### What you need to do
Output only the lines below that start at the line containing "But that's the" and end at the line containing "davemt: Can we", with both ends kept.

### Material provided
Content starts
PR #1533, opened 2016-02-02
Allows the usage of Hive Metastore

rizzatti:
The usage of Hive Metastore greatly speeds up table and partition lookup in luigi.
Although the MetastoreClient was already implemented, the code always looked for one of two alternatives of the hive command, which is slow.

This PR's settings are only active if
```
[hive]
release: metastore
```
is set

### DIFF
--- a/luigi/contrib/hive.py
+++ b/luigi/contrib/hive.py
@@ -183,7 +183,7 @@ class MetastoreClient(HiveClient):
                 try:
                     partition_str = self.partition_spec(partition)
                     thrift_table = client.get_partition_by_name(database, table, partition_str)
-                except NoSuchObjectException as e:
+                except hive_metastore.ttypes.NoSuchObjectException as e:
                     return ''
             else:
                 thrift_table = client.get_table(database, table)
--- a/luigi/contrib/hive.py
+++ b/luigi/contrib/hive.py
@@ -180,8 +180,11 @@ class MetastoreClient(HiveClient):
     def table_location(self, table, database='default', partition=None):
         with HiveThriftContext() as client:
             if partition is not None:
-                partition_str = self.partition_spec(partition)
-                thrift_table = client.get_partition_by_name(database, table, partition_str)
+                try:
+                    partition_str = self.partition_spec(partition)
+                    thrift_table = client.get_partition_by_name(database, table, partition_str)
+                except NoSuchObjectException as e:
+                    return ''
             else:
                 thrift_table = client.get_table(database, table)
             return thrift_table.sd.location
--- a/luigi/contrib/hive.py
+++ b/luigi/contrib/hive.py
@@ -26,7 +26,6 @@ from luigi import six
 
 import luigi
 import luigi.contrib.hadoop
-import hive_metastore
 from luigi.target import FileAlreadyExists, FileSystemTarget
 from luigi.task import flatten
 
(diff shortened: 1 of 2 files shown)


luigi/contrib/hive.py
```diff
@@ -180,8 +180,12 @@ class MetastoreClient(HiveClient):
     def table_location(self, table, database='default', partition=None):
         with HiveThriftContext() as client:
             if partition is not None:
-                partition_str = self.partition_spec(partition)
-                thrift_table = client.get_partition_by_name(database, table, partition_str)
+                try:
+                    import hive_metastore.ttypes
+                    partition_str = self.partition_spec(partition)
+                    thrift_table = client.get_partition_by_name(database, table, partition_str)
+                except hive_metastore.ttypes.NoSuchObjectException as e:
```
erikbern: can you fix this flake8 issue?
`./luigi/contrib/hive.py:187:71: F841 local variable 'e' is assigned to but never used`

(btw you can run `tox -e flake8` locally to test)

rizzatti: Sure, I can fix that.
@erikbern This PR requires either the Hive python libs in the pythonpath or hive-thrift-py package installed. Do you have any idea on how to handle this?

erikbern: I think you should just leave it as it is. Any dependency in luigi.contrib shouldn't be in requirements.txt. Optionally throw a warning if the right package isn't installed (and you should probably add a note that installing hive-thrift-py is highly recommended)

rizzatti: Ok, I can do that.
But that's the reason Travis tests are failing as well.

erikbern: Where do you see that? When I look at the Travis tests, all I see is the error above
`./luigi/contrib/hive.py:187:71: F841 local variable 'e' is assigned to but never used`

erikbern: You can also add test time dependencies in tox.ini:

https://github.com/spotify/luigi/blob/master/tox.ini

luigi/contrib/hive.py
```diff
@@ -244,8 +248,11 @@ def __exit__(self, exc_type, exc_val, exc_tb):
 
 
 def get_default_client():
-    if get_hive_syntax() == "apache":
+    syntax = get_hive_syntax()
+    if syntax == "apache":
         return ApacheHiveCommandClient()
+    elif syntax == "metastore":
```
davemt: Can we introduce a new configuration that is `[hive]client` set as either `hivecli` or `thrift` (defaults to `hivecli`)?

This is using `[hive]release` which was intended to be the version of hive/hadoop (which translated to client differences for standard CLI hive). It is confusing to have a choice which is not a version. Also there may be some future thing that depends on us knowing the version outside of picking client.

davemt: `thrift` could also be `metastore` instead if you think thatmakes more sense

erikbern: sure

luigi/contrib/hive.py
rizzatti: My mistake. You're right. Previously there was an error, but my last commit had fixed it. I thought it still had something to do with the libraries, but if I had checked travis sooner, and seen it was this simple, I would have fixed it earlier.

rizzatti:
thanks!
Content ends
Content starts
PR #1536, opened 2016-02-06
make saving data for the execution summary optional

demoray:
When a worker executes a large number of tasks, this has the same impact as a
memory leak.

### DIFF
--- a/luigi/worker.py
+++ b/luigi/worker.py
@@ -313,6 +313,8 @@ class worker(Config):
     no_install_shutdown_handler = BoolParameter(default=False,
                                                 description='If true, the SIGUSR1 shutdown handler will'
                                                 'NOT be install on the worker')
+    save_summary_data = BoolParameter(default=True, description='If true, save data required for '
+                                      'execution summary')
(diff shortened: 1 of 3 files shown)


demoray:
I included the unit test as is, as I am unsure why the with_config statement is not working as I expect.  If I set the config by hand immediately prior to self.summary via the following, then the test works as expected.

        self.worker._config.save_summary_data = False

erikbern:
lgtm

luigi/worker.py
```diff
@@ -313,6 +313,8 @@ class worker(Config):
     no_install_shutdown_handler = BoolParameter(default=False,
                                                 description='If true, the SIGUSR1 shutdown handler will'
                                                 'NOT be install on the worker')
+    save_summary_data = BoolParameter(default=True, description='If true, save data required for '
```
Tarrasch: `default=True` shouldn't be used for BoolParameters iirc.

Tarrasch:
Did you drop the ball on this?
Content ends
### Exercise result
But that's the reason Travis tests are failing as well.

erikbern: Where do you see that? When I look at the Travis tests, all I see is the error above
`./luigi/contrib/hive.py:187:71: F841 local variable 'e' is assigned to but never used`

erikbern: You can also add test time dependencies in tox.ini:

https://github.com/spotify/luigi/blob/master/tox.ini

luigi/contrib/hive.py
```diff
@@ -244,8 +248,11 @@ def __exit__(self, exc_type, exc_val, exc_tb):
 
 
 def get_default_client():
-    if get_hive_syntax() == "apache":
+    syntax = get_hive_syntax()
+    if syntax == "apache":
         return ApacheHiveCommandClient()
+    elif syntax == "metastore":
```
davemt: Can we introduce a new configuration that is `[hive]client` set as either `hivecli` or `thrift` (defaults to `hivecli`)?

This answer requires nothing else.